Now I don't mean the kind that protests, "But I have lots of black friends"; the white businessmen and women who talk about the forty-year old "girl" who brings the tea; or even the one who smiles at the black kids in their class but goes home to their braai on a Friday night to complain about the "coolies" who no-matter-how-fast-you-squash-them-just-keep-popping-up (FYI: that's also a real live experience). I mean the kind that is the unashamed kind.

She is the unfortunate stereotype that has been satirised so many times you half-doubt that they really exist. Surely someone just told a story and in the re-telling it got more and more embellished? Surely?

So I was working in Pretoria (it had to be in the figurative shadow of the Union buildings) and I was working with this Afrikaans girl (she had to be Afrikaans). She and I were the managers in training, and there was pressure on us to perform. On our way out of the centre one day, she told me she was happy to have me there, and although I was confused by her evident enthusiasm at the fact she was "no longer alone", I thought she meant she now had another trainee manager to work with and I smiled tentatively back.

Her enthusiasm waned a little as we approached the parking lot. We were both waiting for our boyfriends and I saw Zwe (my handsome boyfriend who also happens to be black) as soon as I came out. I walked up to him to take his arm and smiled and said I would see her tomorrow, indicating that this was the afore-mentioned boyfriend who was taking me home. She looked momentarily confused. and then the smile froze a little on her face, but she walked on.

By the next morning, I had forgotten it, but she cornered me that afternoon whilst I was shelving DVDs and told me that she wouldn't say it wasn't a shock. This time, I was the one who was momentarily confused. She said she never expected she would see me with someone who was black. She said each person must do what they wanted but she wasn't brought up that way. I was suddenly reminded of people who sniff disapprovingly and say that they weren't brought up to murder anybody, or to pick their noses at suppertime (or any time for that matter). I also suddenly realised she hadn't been talking about having another manager on the floor, but another white person.

Now, white people do make these kind of racist statements to other white people. It's not uncommon (although unusual to be making them to me once they know I am not only quite liberal, but actually dating someone of another race).

But this racist - when asked by a black colleague - whether she would allow her daughter (now two years old) to date a black man, said absolutely not. She would disown her if she did, but anyway, she would bring her up not to. She is so blatant I practically gasp when I think of it. And people wonder why the new generations are not yet free from prejudice...

She is so racist that her black colleagues want to believe they have misunderstood her (because again, surely, those kinds of racists only appear in Leon Schuster send-ups?). I have heard a girl say that she "thinks she is racist". I could only smile sadly at her attempted kindness.
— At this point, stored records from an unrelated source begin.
PR #3284, opened 2021-10-28
[jackpot] added generics aware rule to IteratorToFor inspection

mbien:
IteratorToFor.whileIdiom() only triggered on code without generics. Added another rule for the generic case.

All other rules in this inspection did take generics into account already, this one had it missing.


matthiasblaesing:
Change looks good - what do you think about adding a test for this case to IteratorForTest.java?

mbien:
Sure. Added a test for the generics aware rule.

matthiasblaesing:
The only unittest failing is testing a removed module - it is unclear why a hybrid of the commits is picked up (module removed, but test reference still present), but apart from that it looks sane.

PR #3160, opened 2021-09-10
ConvertTextBlockToString warning should be a hint/suggestion

mbien:
Text Blocks are in java since 15. Converted the inspection into a hint so that it doesn't show up as warning and moved it to the suggestion category.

The final straw, however, came when she heard what Jube-Jube did. She was horrified, said it was terrible. "I mean, I know they're just black kids, but they're just kids, you know?"

I know...just black kids.

But I was reading this article by Jonathan Jansen (the black Vice-Chancellor of the University of the Free State) and he was saying that perpetrators of racist statements are victims of their hatred.
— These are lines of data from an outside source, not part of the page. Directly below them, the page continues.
PR #3288, opened 2021-10-30
[NETBEANS-5734] Add details for Glassfish 6.2.1 server and improve version detection

matthiasblaesing:
With Glassfish 6.2.1 support for JDK 17 was added, so meta data for
that version was added.

The version detection was improved in the following way:

If an exact match is found, that entry is used. Else the list of
server definitions is iterated from highest to lowest. The highest
definition, where the version number is lower than or equal to the
target version is used to configure the server.

As an example: If you try to configure Glassfish 6.2.2, it will not
find an exact match. Instead 6.2.1 is matched. Prior to this change,
the configuration for 6.0 would have been chosen.

### DIFF
--- a/enterprise/glassfish.common/src/org/netbeans/modules/glassfish/common/Bundle.properties
+++ b/enterprise/glassfish.common/src/org/netbeans/modules/glassfish/common/Bundle.properties
@@ -160,6 +160,7 @@ STR_501_SERVER_NAME=GlassFish Server 5.0.1
 STR_510_SERVER_NAME=GlassFish Server 5.1.0
 STR_6_SERVER_NAME=GlassFish Server 6
 STR_610_SERVER_NAME=GlassFish Server 6.1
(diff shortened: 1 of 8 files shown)


matthiasblaesing:
@nicolaken @juneau001 could you please have a look at this? I based this on delivery and would consider it a bugfix, as currently glassfish 6.2.2 is detected as 6, which is broken.

juneau001 (approved):
These changes look sane and they will be a great improvement for those working with the most recent versions of GlassFish.

neilcsmith-net:
OK, merging - just the usual Travis suspect red. Please confirm the fix when RC2 is out and close the JIRA ticket, thanks.

nicolaken:
Yes, very nice, works well.
Thank you!

The more I look at this part of the code the more I wonder "what were they thinking" when structuring, as having to make so many changes in so many files for adding a version is not, ahem, optimal.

And this racist really is a victim of herself. She is an over-weight girl with bad teeth who hates her job but doesn't have enough skill to work anywhere else. She's had a child with a boyfriend with whom she lives but still hasn't married her (and this in conservative Afrikanerdom). She craves friends but cannot get any because she is imprisoned by her racism and her out of control emotions that threaten to over-whelm her almost every minute of the day. No-one respects her and few people like her of the black or white staff.
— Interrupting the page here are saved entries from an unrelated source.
PR #3289, opened 2021-10-31
[NETBEANS-6115] UTF-8 input is broken in Maven project.

mbien:
Chars were written as bytes to a stream, ignoring the encoding.
By wrapping the stream in a writer, chars can now be encoded properly.

Chose to not specify the encoding so that the default can be used or
overwritten by -Dfile.encoding=UTF-8.

JDK 18+ uses UTF-8 as default, it will be probably best practice
to set the encoding to UTF-8 for most JDK 17 projects too, while using
the new 'native.encoding' property for edge cases.

### DIFF
--- a/java/maven/src/org/netbeans/modules/maven/execute/CommandLineOutputHandler.java
+++ b/java/maven/src/org/netbeans/modules/maven/execute/CommandLineOutputHandler.java
@@ -24,12 +24,13 @@ import java.io.IOException;
 import java.io.InputStream;
 import java.io.InputStreamReader;
 import java.io.OutputStream;
+import java.io.OutputStreamWriter;
 import java.io.Reader;
+import java.io.Writer;
 import java.net.URL;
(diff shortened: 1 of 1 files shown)


mbien:
windows build failure seems to be unrelated. Would be nice if someone could restart it.

lkishalmi:
Well, Travis looks, good. I've restarted the one failing job.

lkishalmi:
It seems to be trivial enough to be in 12.6. @mbien rebase this PR on delivery branch, so the RMs can vet this change to be included or not.

mbien:
going to have to force push since it doesn't rebase cleanly without also merging all the other commits

neilcsmith-net (approved):
Giving Travis one more go, but looks sane to me. Let's get it in 12.6.

Yes, doing spec versions earlier does make switching base branch from master to delivery a little more work.

PR #3290, opened 2021-10-31
[NETBEANS-6114] Restore automatic constructor completion functionality.

mbien:
After successful classtype completion, a new auto-completion should
appear for constructor selection, without having to press ctrl+space again.

Regression since 12.3.

took me a while to find this. Had to git bisect to find a9871c5085106f1ffd6c1c7ec594774185cf69d6 which introduced this small regression.

It seems to work fine, I keep this as draft until I did a bit more manual testing.

example:

```java
new ArrayL
```
press ctrl+space, enter
```java

new ArrayList<>
```
should show a completion window for the constructors without having to press ctrl+space again, since the completion is not finished.

### DIFF
--- a/ide/editor.codetemplates/src/org/netbeans/lib/editor/codetemplates/CodeTemplateInsertHandler.java
+++ b/ide/editor.codetemplates/src/org/netbeans/lib/editor/codetemplates/CodeTemplateInsertHandler.java
@@ -226,6 +226,10 @@ public final class CodeTemplateInsertHandler implements TextRegionManagerListene
         }
         // Insert the template into document
         insertTemplate();
+
+        if (masterParameters.stream().noneMatch(param -> param.isEditable())) {
+            SwingUtilities.invokeLater(Completion.get()::showCompletion);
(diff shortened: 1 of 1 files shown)


mbien:
everything seems to be working fine. I went through the reproducer steps of the issue (https://issues.apache.org/jira/browse/NETBEANS-4646) whose fix caused the regression and it worked too as far as I can see.

@neilcsmith-net if this is a potential candidate for 12.6 I can rebase if needed.

neilcsmith-net:
Yes, please rebase on `delivery`, good candidate for a fix IMO. Asking @lkishalmi and @arsadykov to have a look here.  Adding `do not merge` label just until it's rebased and reviewed.

Curiously, when I first checked the bug described I happened to use a line with `var` and it seems to work OK there?!

lkishalmi (approved):
Looks sane as far as I can tell.

mbien:
@neilcsmith-net rebased.

thanks for review everyone

PR #3291, opened 2021-11-01
Handle generated sources during native image debugging.

entlicher:
The native image debugger needs to be aware of project's sources to resolve the paths correctly.
We use `JavaProjectConstants.SOURCES_TYPE_JAVA` already, but that does not include generated sources. We need to add `JavaProjectConstants.SOURCES_TYPE_GENERATED` to be able to recognize generated sources.

### DIFF
--- a/java/java.nativeimage.debugger/src/org/netbeans/modules/java/nativeimage/debugger/displayer/JavaFrameDisplayer.java
+++ b/java/java.nativeimage.debugger/src/org/netbeans/modules/java/nativeimage/debugger/displayer/JavaFrameDisplayer.java
@@ -34,6 +34,7 @@ import org.netbeans.api.java.queries.SourceForBinaryQuery;
 import org.netbeans.api.project.Project;
 import org.netbeans.api.project.ProjectUtils;
 import org.netbeans.api.project.SourceGroup;
+import org.netbeans.api.project.Sources;
 import org.netbeans.modules.nativeimage.api.debug.NIFrame;
 import org.netbeans.modules.nativeimage.spi.debug.filters.FrameDisplayer;
 import org.netbeans.spi.java.classpath.PathResourceImplementation;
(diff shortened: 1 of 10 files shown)


java/maven/src/org/netbeans/modules/maven/classpath/MavenSourcesImpl.java
```diff
@@ -78,7 +78,7 @@
 public class MavenSourcesImpl implements Sources, SourceGroupModifierImplementation, OtherSourcesExclude {
     public static final String TYPE_OTHER = "Resources"; //NOI18N
     public static final String TYPE_TEST_OTHER = "TestResources"; //NOI18N
-    public static final String TYPE_GEN_SOURCES = "GeneratedSources"; //NOI18N
```
sdedic, line 81: This may lead to a possible incompatibility, if someone looks for "GeneratedSources". Would it be possible to handle both type strings ?

java/java.nativeimage.debugger/src/org/netbeans/modules/java/nativeimage/debugger/displayer/JavaFrameDisplayer.java
```diff
@@ -161,35 +162,44 @@ private static ClassPath findSourcePath(Project project) {
...
+            if (ecp != null) {
+                FileObject[] binaryRoots = ecp.getRoots();
+                for (FileObject fo : binaryRoots) {
+                    if (addedBinaryRoots.contains(fo)) {
+                        continue;
+                    }
+                    addedBinaryRoots.add(fo);
+                    FileObject[] roots = SourceForBinaryQuery.findSourceRoots(fo.toURL()).getRoots();
+                    for (FileObject fr : roots) {
+                        if (!preferredRoots.contains(fr)) {
```
sdedic, line 193: It seems that `preferredSourceRoots` is just an optimization for `contains` -- what if the `allSourceRoots` would be a `LinkedHashMap` ?

java/java.project/src/org/netbeans/api/java/project/JavaProjectConstants.java
```diff
@@ -46,6 +46,13 @@ private JavaProjectConstants() {}
      */
     public static final String SOURCES_TYPE_MODULES = "modules"; // NOI18N
 
+    /**
+     * Generated root sources type.
+     * @see org.netbeans.api.project.Sources
+     * @since 1.88
+     */
+    public static final String SOURCES_TYPE_GENERATED = "generated"; // NOI18N
```
sdedic, line 54: Note that other languages may also generate sources; e.g. in Gradle build, one can easily have `build/generated-sources/groovy/...` or kotlin. There's sadly not an is-a formal hierarchy among source types, although Gradle/Groovy support provides one (retursn Groovy source root for "java" query) -  but maybe we could declare "java-resources" from the start here ?

@JaroslavTulach  ?

JaroslavTulach (commented):
> We need to add JavaProjectConstants.SOURCES_TYPE_GENERATED to be able to recognize generated sources.

Can you please describe this use-case and how it shall be realized in the proposed API? Feel free to add it to Javadoc or `arch.xml`. What shall one do when searching for generated Java sources? What shall one do when searching for generated JavaScript/PHP sources?

matthiasblaesing:
The target milestone was moved twice, there is a merge conflict and unanswered comments, so removing NB15 milestone and not setting a new one.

The real live racist is actually really lonely. And alone.

1 comment:

  1. Again, I'm too much of a rude fascist to feel sorry for her, but it is delicious that so many sterotypes came together!

    (Well, except we're always shocked when the beautiful people are cruel, but that Miranda Complex we'll leave for another day.)

    Perhaps one day she'll get over her sad, sad situation and realise that this is the best, coolest country in the world. Maybe she won't. But good for you in being polite to her. You might end up helping her open up her tiny, matchbox mind. People like me, who have all the delicacy of an ice pick, tend to send such like people scurrying back down into their holes.